Signe du succès national du mouvement félibréen, il y eut dès 1878 un Félibrige de Paris. Il institue une fête annuelle, dans le parc de Sceaux, dernière demeure du fabuliste languedocien Florian (1755-1794).

 

 Dans l’esprit d’une réinstauration des Jeux floraux, sur l’exemple barcelonais, le Félibrige parisien se constitue autour du rite des fêtes annuelle de Sceaux, dans ce qui est aujourd’hui le “Jardin des Félibres”. Chantres du génie d’oc qui puisent tant dans l’identité populaire que dans ses racines historiques - de la romanité aux “Albigeois” en passant par les cours d’amour du temps des troubadours - les poètes du Félibrige entretiennent une relation ambivalente avec Paris et la centralisation française triomphante de la fin du XIXe siècle. Sur le plan littéraire, comme jadis Jasmin, le poète-perruquier d’Agen, premier grand écrivain d’expression occitane à avoir connu un succès national, c’est vers Paris que le jeune Mistral se tourne au moment de faire connaître son premier chef-d’œuvre. Une littérature d’expression occitane ne peut finalement se construire sans la validation critique parisienne.
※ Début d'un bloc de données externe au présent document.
PR #1625, opened 2024-10-31
EL-1833 EE data migraton 

willc-work:
add production deploy approval so staging can be tested before we do the migration in production

[Jira ticket](https://dsdmoj.atlassian.net/browse/EL-1833)

## What changed and why

added a new gem to handle data_migrations.
This is our first data_migration and although we don't expect to have many of these, they have a way of sneaking up on you as the db is modified. So it makes sense to add this now as you cant retrospectively move migrations.

The migration runs on my machine ;) 
I tested it on `early_eligibility_selection` does not exist, is `gross` and is `continue_check`

It will not do anything on UAT as the branch is new and will have no data. it will work on main UAT when it is merged. As such I have added 2 approval steps, one for STG and one for PROD. This way we can merge to main and then test each namespace before and after the migration.

The data_migration uses `:with_data` to do the data migrations after the migrations are run. I have added this where I think it needs to be, but this is the bit I am least confident about. So the pipeline will again be the test bed for this.

## Checklist

### DIFF
--- a/.circleci/config.yml
+++ b/.circleci/config.yml
@@ -81,7 +81,7 @@ references:
       name: Database Setup
       command: |
         bundle exec rake db:create db:schema:load
-        bundle exec rake db:migrate
+        bundle exec rake db:migrate:with_data
 
   setup_parallel_database: &setup_parallel_database
     run:
@@ -323,14 +323,14 @@ workflows:
 # again in the future, the requires production_deploy_approval
 # in Deploy to Production is also commented out
 
-#      - production_deploy_approval:
-#          type: approval
-#          requires:
-#            - Deploy to Staging
-#          filters:
-#            branches:
-#              only:
-#                - main
+      - production_deploy_approval:
+          type: approval
+          requires:
+            - Deploy to Staging
+          filters:
+            branches:
+              only:
+                - main
       - deploy:
           name: Deploy to Production
           environment: ccq-production
@@ -341,7 +341,7 @@ workflows:
             - linters
             - build_and_push
             - Deploy to Staging
-#            - production_deploy_approval
+            - production_deploy_approval
           post-steps:
             - jira/notify:
                 job_type: deployment
--- a/.circleci/config.yml
+++ b/.circleci/config.yml
@@ -307,6 +307,7 @@ workflows:
             - linters
             - build_and_push
             - Deploy to UAT
+            - staging_deploy_approval
           post-steps:
             - jira/notify:
                 job_type: deployment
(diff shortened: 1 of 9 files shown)


db/data/20241031143616_populate_early_eligibility_result_in_completed_user_journeys.rb
```diff
@@ -0,0 +1,9 @@
+class PopulateEarlyEligibilityResultInCompletedUserJourneys < ActiveRecord::Migration[7.2]
+  def up
```
HettieS, line 2: This looks good - I think it might be wise to add a guard clause that scopes the batch of data to 'things without an early_eligibility_result' i.e. it is nil. This is because if this migration is applied again at any point, it won't attempt to look at all the data, just the relevant nil ones. 

My second thought was - maybe instead of a data migration, we should be doing a rake task. My thinking is:
- depending on when we apply this migration, if it doesn't sync up with switching on the new functionality (and it won't with the way we have the PRs at the minute) we'll end up continuing to collect data 'the old way' and we'd need to deal with those again after we switch the feature on
- if it is a rake task, it's more controlled. We can run it when we choose, add logging to keep track, and make sure it executes properly. We can run it more than once which helps with the above situation if we run it before we switch the functionality over. If the pod dies or it fails for some reason, we can run it again.
- it means we don't need to worry about adding the new data migration gem at this point, and we could add/investigate at our leisure

let me know what you think!

.circleci/config.yml
```diff
@@ -322,15 +323,23 @@ workflows:
 # Keeping this step commented out because we will need
 # again in the future, the requires production_deploy_approval
 # in Deploy to Production is also commented out
+      - staging_deploy_approval:
```
HettieS, line 326: if we did it as a rake task we can also move the pipeline approval steps

db/data/20241031143616_populate_early_eligibility_result_in_completed_user_journeys.rb
HettieS: If we do choose to go the migration route - I think we need to extract it from this PR and actually do it after everything is released so we don't need to update data twice

willc-work: I'm going to cogitate on this. I understand the reasons behind a rake task but I dont like the idea of having to ssh into prod to run it (and possibly having to do it more than once) as opposed to using a data migration that is run via rails standard deployments. However I agree that if thats the case we need to run the data_migration after the new eebanner is deployed to production so it is only run once.

willc-work:
closing this as the work has been split into multiple PRs

PR #1627, opened 2024-10-31
EL-1763 replace cw1&2 form

willc-work:
[Jira ticket](https://dsdmoj.atlassian.net/browse/EL-1763)

## What changed and why

updated the CW1&2 form (english)

## Checklist


HettieS (commented):
So I ran the download locally and on the deployed UAT env and it completely broke at the download point :')

It is strangely still looking for the old form so I don't know if we've missed something....

Screenshot 2024-11-01 at 10 33 16

willc-work:
> So I ran the download locally and on the deployed UAT env and it completely broke at the download point :')
> 
> It is strangely still looking for the old form so I don't know if we've missed something....
> 
> Screenshot 2024-11-01 at 10 33 16

should be fixed now, tested locally and redeployed to UAT

HettieS (approved):
Works a charm

PR #1628, opened 2024-10-31
EL-1842 dependabot

willc-work:
[Jira ticket](https://dsdmoj.atlassian.net/browse/EL-1842)

## What changed and why

There are 5 updates in this PR. The govuk-frontend update breaks 3 tests in `spec/system/add_another_spec.rb`
with this error:
   `http://127.0.0.1:46359/assets/application-6d3e90a9.js 16684:14 Uncaught InitError: govuk-radios: Root element (`$root`) already initialised`

which I think relates to this line:
`initAll();`
in application.js, essentially during tests we are doing something when we add another that causes the JS to reload already loaded elements whichgovuk frontend does not like.

The code changes I was making to try and get this to work involved changes to `add-another.js`, `application.js` and possibly `webpack-config.js` (I had a rethink before I started to alter a 3rd JS file).

I tested add another on bank_accounts and they work as expected and no errors arr visible in the console, so it looks like this is only something that appears in tests, hence I have elecrted to suppress this warning in `rails_helper` instead of fixing the root cause.

If someone more _au fait_ with JS knows a better way to handle this let me know.

## Checklist

### DIFF
--- a/package.json
+++ b/package.json
@@ -3,7 +3,7 @@
   "private": "true",
   "dependencies": {
     "@ministryofjustice/frontend": "^3.0.1",
-    "@rails/ujs": "^7.1.402",
+    "@rails/ujs": "^7.1.400",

La consécration viendra de Lamartine. Dès lors les louanges pleuvent sur la Provence mistralienne. Le poète est comparé à Homère et Virgile. Cet adoubement parisien demeure fondamental dans l’héritage félibréen. En 1901, le nouveau capoulier Pierre Dévoluy écrit :

  “...quand l’on songe que, tombée depuis cinq siècles du trône souverain où elle était maîtresse, notre langue nationale d’oc bégayait dans un long sommeil et n’avait plus de vie, au regard d’un monde oublieux, que par une littérature méprisée et patoisante, l’on se sent véritablement frôlé par l’aile d’un mystère émouvant et envoûtant, si l’on entend la voix de Lamartine criant aux quatre coins de l’univers l’Annonciation mistralienne.”
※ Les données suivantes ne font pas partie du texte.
PR #656, opened 2022-06-27
[13.0][IMP] l10n_ch_invoice_reports: generate reports based on settings

ajaniszewska-dev:
- Added settings options to control which report we want to generate.
- Updated email.template generate_email() method to use invoice report linked as optional attachment.


l10n_ch_invoice_reports/models/res_company.py
```diff
@@ -0,0 +1,12 @@
...
+
+class ResCompany(models.Model):
+    _inherit = "res.company"
+
+    print_qr_invoice = fields.Boolean(
+        string="Print invoice with QR bill", readonly=False,
+    )
+    print_isr_invoice = fields.Boolean(
+        string="Print invoice with ISR payslip", readonly=False,
+    )
```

  Sur le plan politique, le Félibrige fait figure de premier mouvement régionaliste en France. Même s’il ne connut jamais une grande masse d’adhérents, il essaima dans l’ensemble de l’espace occitanophone et l’amicale littéraire de 1854 se structura avec les nouveaux statuts de 1876 en une véritable organisation territoriale, de la commune au “gouvernement” félibréen en passant par les provinces. Un tel mouvement suscita quelques inquiétudes mais au final, les félibres se mêlèrent peu de politique. Majoritairement conservateur, le mouvement représenta même pour les élites nationales un organe efficace de promotion de la “vieille France” aux valeurs éternelles.
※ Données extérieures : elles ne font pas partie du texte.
PR #662, opened 2022-07-22
[MIG][l10n_ch_base_bank] backport of features from v. 12.0 to 11.0

patrickt-oforce:
Backport of features from v 12 to v 11, adding pre-migration to remove view, because a field was removed

**Don't bump when merge**

### DIFF
--- a/l10n_ch_base_bank/models/invoice.py
+++ b/l10n_ch_base_bank/models/invoice.py
@@ -1,6 +1,8 @@
 # Copyright 2012-2019 Camptocamp
 # License AGPL-3.0 or later (http://www.gnu.org/licenses/agpl).
-from odoo import models, api, _
+import re
+
+from odoo import _, api, models
 from odoo.tools import mod10r
 from odoo import exceptions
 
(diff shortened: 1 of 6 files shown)


l10n_ch_base_bank/models/invoice.py
```diff
@@ -57,71 +59,71 @@ def _get_reference_type(self):
...
+                    len(self.reference) == 15):
+                return True
+            if mod10r(self.reference[:-1]) != self.reference:
+                raise exceptions.ValidationError(
+                    _('Invalid ISR Number (wrong checksum).')
+                )
+        elif self.reference_type == 'qrr':
+            if not self.reference:
+                return False
+            if re.match(r'^(\d{27}|\d{2}( \d{5}){5})$', self.reference):
```
dcoopennet, line 115: I think there might be an issue with this regular expression. Can you explain me what is the purpose of the expression ?

patrickt-oforce: Hi @dcoopennet, the regular expression is got from the v12 of the module, but the reg ex try to match a valid QRR Iban code.
The regular expression is the same as here: https://github.com/OCA/l10n-switzerland/blob/12.0/l10n_ch_base_bank/models/invoice.py#L93
Because we need to mantain capability of use ISR Code or QRR i need to integrate QRR parts from the modules of successive version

L’activité internationale de Mistral et des félibres était tout autant compatible avec le contexte politique national, l’idée d’un rapprochement des nations “latines” représentant un contrepoids intéressant à la puissance germanique.

A gauche : Emile Zola assiste aux fêtes félibréennes de Sceaux en 1892, bien qu’il ne fût pas un défenseur de la langue d’oc.